Another approach to hydrophilic membranes is proposed in U.S. Pat. No. 4,207,182 and in two Japanese Disclosure documents (JP-OS 61-249,504 and JP-OS 62-49,912). According to these publications, hydrophilic membranes for ultrafiltration of aqueous solutions can be advantageously manufactured from mixtures of sulfonated and nonsulfonated polysulfone.
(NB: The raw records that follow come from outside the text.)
PR #486, opened 2016-10-24
Add help text to plural-related Locale fields

mathjazz:
@flodolo r?

### DIFF
--- a/pontoon/base/models.py
+++ b/pontoon/base/models.py
@@ -355,7 +355,16 @@ class LocaleQuerySet(models.QuerySet):
 class Locale(AggregatedStats):
     code = models.CharField(max_length=20, unique=True)
     name = models.CharField(max_length=128)
-    plural_rule = models.CharField(max_length=128, blank=True)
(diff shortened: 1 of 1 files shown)


pontoon/base/models.py
```diff
@@ -355,7 +355,16 @@ def prefetch_latest_translation(self, project):
...
     name = models.CharField(max_length=128)
-    plural_rule = models.CharField(max_length=128, blank=True)
+    plural_rule = models.CharField(
+        max_length=128,
+        blank=True,
+        help_text="""
+        Plural rule is part of the plurals header in
+        <a href="https://www.gnu.org/software/gettext/manual/gettext.html#Plural-forms">Gettext PO files</a>,
+        following the <i>plural="</i> string, without the trailing semicolon.
+        E.g. (n != 1).
```
flodolo: The final period here is confusing

mathjazz:
Thanks!

If the `cldr_plurals` field is empty, the plural tabs are not displayed, so the user can only provide one form in pluralized strings.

An important goal of the invention described in U.S. Pat. No. 4,207,182 is the use of highly concentrated polymer solutions to manufacture membranes which nevertheless are characterized by a high hydraulic permeability. This is accomplished by using polymer mixtures, with the percentage of sulfonated polysulfone based on the total polymer mixture of nonsulfonated and sulfonated polysulfone being between 10 and 30 wt. %.
A high hydraulic permeability however is not advantageous for all applications. Thus, high hydraulic permeability in dialysis results in reverse filtration and hence to contamination of the liquid to be dialyzed with undesired materials from the dialysate.
As indicated by the examples in U.S. Pat. No. 4,207,182, the membranes according to the invention are also characterized by high screening coefficients for dextran with a molecular weight of 110,000 daltons.
In view of the high hydraulic permeability and the associated high permeability for macromolecular substances with a molecular weight greater than 100,000 daltons, the membranes resulting from the claimed polymer mixtures are not suitable for hemodialysis. This is all the more so when one considers that the dialytic permeability of the membranes manufactured according to U.S. Pat. No. 4,207,182 is comparatively low.
U.S. Pat. No. 4,545,910 claims membranes that exhibit the performance data of a conventional ultrafiltration membrane. The material for the membrane can be chosen from a plurality of substances, including polyacrylonitrile compounds.
In manufacturing synthetic non-cellulosic membranes, such as those from materials such as polyethersulfone, polyamide, or polyacrylonitrile compounds, a number of properties of the material that play a role in the future application of the material must be taken into account.
Thus, such a membrane, if it is to be used for dialysis, must exhibit or produce histamine release which is as low as possible. Increased histamine release results in a series of unpleasant side effects in dialysis patients, such as headache and pain in the limbs as well as other pain states that have a negative effect on the health of the patient. The limiting value for histamine release of course must be determined individually for each person. This value depends on a plurality of factors (age, sex, weight, etc.) and therefore cannot be specified generally.
Histamine is a highly active biological substance so that in any event excessive release should be avoided. Reference is made in this connection, for example, to papers by E. Neugebauer et al., Behring Inst. Mitt., No. 68, 102-133 (1981) or W. Lorenz et al., Klin. Wochenschr. 60, 896-913 (1982).
A membrane of this kind should also exhibit values that are as low as possible for bradykinin generation. Bradykinin generation is likewise linked with unpleasant side effects that can pose a danger to dialysis patients (G. Bonner et al., J. of Cardiovasc. Pharm. 15 (Supplement 6), pp. 46-56 (1990). Even though the clinical significance of bradykinin generation like that of histamine release has not yet been completely studied, an attempt should be made to avoid whenever possible this generation which can be triggered by a high percentage of sulfonate compounds in the membrane through so-called "contact activation", during dialysis.